_About this exercise:_ Please copy out the lines in the entries that contain "only".

Stored items
=== Section Start ===

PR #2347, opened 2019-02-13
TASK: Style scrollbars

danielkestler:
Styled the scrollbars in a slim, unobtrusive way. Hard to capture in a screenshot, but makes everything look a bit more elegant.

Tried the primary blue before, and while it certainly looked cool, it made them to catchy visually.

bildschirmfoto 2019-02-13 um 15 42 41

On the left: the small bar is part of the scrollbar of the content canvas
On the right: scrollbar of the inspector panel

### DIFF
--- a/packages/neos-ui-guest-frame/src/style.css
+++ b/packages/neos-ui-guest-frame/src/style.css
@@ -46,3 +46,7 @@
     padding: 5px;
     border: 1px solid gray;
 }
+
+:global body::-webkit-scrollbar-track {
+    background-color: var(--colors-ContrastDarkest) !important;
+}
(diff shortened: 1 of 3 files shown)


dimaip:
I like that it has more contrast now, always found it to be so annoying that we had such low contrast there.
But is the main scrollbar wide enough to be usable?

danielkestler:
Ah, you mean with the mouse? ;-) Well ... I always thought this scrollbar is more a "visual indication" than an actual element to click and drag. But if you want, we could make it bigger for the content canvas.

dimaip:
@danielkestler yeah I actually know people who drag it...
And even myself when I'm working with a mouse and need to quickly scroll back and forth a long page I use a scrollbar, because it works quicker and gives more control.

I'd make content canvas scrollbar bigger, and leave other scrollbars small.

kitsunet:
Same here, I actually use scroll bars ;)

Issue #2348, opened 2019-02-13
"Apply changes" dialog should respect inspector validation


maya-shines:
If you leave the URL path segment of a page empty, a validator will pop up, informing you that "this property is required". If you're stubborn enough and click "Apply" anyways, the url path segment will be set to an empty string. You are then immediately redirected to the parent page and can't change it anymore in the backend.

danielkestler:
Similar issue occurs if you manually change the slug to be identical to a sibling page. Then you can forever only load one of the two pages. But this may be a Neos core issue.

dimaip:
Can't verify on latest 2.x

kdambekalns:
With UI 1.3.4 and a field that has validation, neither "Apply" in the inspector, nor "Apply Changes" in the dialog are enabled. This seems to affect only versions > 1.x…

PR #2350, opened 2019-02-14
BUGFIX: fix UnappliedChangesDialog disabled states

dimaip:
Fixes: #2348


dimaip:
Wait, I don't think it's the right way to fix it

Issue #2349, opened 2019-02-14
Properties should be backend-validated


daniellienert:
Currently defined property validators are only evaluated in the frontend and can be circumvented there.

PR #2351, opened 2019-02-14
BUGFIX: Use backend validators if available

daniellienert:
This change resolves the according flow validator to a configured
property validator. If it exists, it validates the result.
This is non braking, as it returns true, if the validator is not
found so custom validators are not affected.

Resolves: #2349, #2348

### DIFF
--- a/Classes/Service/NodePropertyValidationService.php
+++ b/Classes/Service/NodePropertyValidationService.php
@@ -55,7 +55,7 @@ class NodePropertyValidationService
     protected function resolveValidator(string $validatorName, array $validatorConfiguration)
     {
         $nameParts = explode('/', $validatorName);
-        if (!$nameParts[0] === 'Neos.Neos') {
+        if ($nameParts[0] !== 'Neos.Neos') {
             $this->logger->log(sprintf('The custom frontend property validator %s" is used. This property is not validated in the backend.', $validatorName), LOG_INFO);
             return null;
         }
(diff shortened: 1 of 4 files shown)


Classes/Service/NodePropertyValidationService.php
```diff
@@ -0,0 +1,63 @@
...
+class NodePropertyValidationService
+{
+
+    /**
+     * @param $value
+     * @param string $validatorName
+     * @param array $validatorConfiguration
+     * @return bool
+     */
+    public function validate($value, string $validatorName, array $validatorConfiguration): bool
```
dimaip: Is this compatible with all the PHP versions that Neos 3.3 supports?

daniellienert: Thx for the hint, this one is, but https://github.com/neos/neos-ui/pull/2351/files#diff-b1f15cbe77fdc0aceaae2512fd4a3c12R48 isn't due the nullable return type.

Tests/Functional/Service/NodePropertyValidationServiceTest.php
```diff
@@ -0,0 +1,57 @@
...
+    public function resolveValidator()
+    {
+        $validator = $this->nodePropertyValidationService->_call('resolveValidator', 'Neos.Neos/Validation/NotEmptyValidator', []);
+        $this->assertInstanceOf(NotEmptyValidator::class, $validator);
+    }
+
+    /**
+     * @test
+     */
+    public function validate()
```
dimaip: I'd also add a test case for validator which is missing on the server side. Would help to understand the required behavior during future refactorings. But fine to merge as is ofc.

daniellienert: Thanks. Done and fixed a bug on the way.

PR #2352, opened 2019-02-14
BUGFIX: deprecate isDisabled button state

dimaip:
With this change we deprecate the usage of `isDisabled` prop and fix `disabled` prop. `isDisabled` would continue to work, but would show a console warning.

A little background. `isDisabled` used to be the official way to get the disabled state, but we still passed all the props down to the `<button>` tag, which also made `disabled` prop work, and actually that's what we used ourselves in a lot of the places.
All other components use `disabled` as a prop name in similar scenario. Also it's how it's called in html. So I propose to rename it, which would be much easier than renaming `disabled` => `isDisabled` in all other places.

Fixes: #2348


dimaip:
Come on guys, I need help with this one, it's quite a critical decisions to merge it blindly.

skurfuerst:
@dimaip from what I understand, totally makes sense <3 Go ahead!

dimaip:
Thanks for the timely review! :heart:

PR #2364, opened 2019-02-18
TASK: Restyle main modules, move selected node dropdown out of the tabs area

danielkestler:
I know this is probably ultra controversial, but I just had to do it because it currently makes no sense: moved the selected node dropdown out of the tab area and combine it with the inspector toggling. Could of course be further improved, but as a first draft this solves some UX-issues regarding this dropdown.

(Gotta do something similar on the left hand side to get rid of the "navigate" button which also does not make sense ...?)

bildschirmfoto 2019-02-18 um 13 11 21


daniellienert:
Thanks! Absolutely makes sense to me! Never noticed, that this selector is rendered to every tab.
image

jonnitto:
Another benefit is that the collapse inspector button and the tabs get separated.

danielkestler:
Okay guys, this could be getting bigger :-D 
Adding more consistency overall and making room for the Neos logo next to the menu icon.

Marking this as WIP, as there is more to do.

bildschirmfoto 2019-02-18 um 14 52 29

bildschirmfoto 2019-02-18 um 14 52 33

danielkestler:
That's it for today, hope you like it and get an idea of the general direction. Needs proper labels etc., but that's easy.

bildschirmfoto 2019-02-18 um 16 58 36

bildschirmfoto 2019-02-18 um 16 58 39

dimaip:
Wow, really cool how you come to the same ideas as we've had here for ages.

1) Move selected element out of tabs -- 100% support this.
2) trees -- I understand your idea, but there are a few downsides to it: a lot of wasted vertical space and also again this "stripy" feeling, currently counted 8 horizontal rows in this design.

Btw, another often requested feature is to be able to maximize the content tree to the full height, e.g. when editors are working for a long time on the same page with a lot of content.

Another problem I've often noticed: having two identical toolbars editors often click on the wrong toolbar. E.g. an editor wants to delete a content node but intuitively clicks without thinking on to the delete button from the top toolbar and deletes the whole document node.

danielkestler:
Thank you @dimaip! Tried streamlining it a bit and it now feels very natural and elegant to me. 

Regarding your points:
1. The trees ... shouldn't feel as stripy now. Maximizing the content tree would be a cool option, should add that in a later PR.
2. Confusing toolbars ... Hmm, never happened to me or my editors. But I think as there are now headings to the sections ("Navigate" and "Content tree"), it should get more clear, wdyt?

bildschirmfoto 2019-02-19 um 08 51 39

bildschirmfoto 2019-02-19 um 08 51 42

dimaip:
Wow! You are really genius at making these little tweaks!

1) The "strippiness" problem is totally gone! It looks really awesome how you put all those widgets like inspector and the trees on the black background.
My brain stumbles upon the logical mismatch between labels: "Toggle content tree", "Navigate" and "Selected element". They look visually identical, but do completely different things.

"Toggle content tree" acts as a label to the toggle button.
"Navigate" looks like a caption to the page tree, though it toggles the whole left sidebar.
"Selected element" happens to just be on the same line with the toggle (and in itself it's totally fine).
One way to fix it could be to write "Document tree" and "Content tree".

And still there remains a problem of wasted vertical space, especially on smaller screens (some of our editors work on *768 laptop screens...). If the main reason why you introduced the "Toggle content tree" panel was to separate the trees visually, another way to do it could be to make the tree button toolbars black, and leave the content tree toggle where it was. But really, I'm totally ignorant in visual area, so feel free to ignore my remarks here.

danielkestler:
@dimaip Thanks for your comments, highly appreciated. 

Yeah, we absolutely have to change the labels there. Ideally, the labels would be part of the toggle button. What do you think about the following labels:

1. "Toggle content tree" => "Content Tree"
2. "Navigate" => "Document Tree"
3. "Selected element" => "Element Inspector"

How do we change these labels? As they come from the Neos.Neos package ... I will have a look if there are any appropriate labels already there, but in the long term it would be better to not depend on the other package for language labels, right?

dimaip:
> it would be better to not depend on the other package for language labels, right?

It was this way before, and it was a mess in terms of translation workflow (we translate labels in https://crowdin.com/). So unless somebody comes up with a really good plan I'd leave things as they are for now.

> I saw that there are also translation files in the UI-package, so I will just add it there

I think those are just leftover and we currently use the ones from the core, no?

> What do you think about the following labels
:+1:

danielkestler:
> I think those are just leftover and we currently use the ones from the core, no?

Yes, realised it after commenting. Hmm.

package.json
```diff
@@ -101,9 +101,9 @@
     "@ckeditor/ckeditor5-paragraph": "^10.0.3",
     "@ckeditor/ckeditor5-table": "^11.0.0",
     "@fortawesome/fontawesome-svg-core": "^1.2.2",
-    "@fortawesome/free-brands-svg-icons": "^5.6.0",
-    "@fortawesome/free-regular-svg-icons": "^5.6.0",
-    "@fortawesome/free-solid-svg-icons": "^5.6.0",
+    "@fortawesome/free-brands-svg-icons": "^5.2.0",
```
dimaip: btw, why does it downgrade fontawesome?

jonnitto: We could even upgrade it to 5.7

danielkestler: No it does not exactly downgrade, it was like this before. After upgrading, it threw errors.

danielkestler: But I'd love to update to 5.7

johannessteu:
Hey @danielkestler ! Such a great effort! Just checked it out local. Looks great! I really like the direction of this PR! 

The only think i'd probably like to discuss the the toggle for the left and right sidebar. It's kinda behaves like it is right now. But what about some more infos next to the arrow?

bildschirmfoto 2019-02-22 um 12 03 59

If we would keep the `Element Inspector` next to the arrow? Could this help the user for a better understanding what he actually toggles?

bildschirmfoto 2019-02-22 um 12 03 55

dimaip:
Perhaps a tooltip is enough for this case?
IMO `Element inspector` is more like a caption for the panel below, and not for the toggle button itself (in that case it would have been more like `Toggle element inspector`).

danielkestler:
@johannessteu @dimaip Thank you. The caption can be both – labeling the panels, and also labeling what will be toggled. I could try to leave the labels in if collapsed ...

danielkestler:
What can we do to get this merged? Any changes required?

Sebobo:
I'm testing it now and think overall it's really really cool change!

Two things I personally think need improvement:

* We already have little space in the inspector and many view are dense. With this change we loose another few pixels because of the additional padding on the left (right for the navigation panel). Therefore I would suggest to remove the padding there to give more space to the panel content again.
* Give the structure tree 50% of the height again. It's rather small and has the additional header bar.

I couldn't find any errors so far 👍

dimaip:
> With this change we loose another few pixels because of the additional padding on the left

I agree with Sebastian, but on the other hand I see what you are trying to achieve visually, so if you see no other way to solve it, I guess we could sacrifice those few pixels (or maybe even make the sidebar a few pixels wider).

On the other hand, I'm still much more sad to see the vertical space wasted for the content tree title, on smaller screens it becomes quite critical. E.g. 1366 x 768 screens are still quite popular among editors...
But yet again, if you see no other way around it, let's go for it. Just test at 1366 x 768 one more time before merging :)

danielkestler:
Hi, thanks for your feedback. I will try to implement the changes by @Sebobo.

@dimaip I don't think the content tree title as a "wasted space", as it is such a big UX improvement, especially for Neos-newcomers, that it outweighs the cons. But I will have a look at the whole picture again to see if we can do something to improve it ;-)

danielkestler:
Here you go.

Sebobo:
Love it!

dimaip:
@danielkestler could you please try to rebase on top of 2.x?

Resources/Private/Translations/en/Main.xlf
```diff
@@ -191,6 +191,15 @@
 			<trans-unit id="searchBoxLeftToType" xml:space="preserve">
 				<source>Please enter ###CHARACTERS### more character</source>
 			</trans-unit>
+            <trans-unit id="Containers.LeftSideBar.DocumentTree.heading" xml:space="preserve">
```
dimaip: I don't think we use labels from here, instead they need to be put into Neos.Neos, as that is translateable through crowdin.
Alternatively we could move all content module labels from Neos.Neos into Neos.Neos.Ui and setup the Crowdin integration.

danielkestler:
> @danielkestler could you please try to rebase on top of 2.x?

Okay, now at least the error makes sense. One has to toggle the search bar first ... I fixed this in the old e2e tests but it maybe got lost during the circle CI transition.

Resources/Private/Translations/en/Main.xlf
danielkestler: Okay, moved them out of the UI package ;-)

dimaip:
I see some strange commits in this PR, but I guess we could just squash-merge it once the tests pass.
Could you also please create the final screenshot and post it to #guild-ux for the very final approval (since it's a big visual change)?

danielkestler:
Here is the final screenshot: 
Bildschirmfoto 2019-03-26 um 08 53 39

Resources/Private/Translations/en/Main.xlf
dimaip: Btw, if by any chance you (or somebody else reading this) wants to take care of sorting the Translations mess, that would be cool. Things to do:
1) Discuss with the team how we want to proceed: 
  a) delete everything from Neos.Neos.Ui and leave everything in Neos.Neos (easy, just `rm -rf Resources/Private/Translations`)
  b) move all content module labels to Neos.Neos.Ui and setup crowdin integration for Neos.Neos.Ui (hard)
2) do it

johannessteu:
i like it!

=== Section End ===

_Answer:_
Similar issue occurs if you manually change the slug to be identical to a sibling page. Then you can forever only load one of the two pages. But this may be a Neos core issue.
With UI 1.3.4 and a field that has validation, neither "Apply" in the inspector, nor "Apply Changes" in the dialog are enabled. This seems to affect only versions > 1.x…
Currently defined property validators are only evaluated in the frontend and can be circumvented there.
The only think i'd probably like to discuss the the toggle for the left and right sidebar. It's kinda behaves like it is right now. But what about some more infos next to the arrow?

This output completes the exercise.